**Assignment:** Wherever "will" occurs in the entries, copy the line that holds it.

-- Records provided follows --

PR #633, opened 2019-10-18
Catch tracer creation exceptions.

### LINKED ISSUE #624: Missing catch in try? Or useless try?
# Description

In https://github.com/pedestal/pedestal/blob/master/log/src/io/pedestal/log.clj#L978, the code that tries to resolve the OpenTracing's GlobalTracer is wrapped in a `try` without a `catch`/`finally`. Unless I'm missing something, either somebody forgot the `catch`/`finally`, or somebody removed the `catch`/`finally` and forgot to remove the `try`.

## Pedestal version

0.5.5+

ddeaguiar:
Default to the `NoopTracer` when an exception is raised during tracer creation. Resolves #624.

### DIFF
--- a/log/src/io/pedestal/log.clj
+++ b/log/src/io/pedestal/log.clj
@@ -970,7 +970,12 @@
   The value of the setting should be a namespaced symbol
   that resolves to a 0-arity function or nil.
   That function should return something that satisfies the TracerOrigin protocol.
-  If no function is found, the GlobalTracer will default to the NoopTracer and `GlobalTracer/isRegistered` will be false."
+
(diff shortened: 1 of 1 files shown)


ddeaguiar:
@ohpauleez, the `default-tracer` doc-string was ambiguous in regards to this and there was no `catch`. This change does change behavior. I'm ok with removing the try entirely if bubbling the exception up was the original intent.

ohpauleez:
The floating `try` is suspicious to me.  Typically I tend to let configuration errors blow up rather than "silently" continuing forward.

I would just drop the try and retain the existing behavior.

ddeaguiar:
Ok, will close the PR and kill the try.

-- Records provided concluded --

**Answer:**
-  If no function is found, the GlobalTracer will default to the NoopTracer and `GlobalTracer/isRegistered` will be false."
Ok, will close the PR and kill the try.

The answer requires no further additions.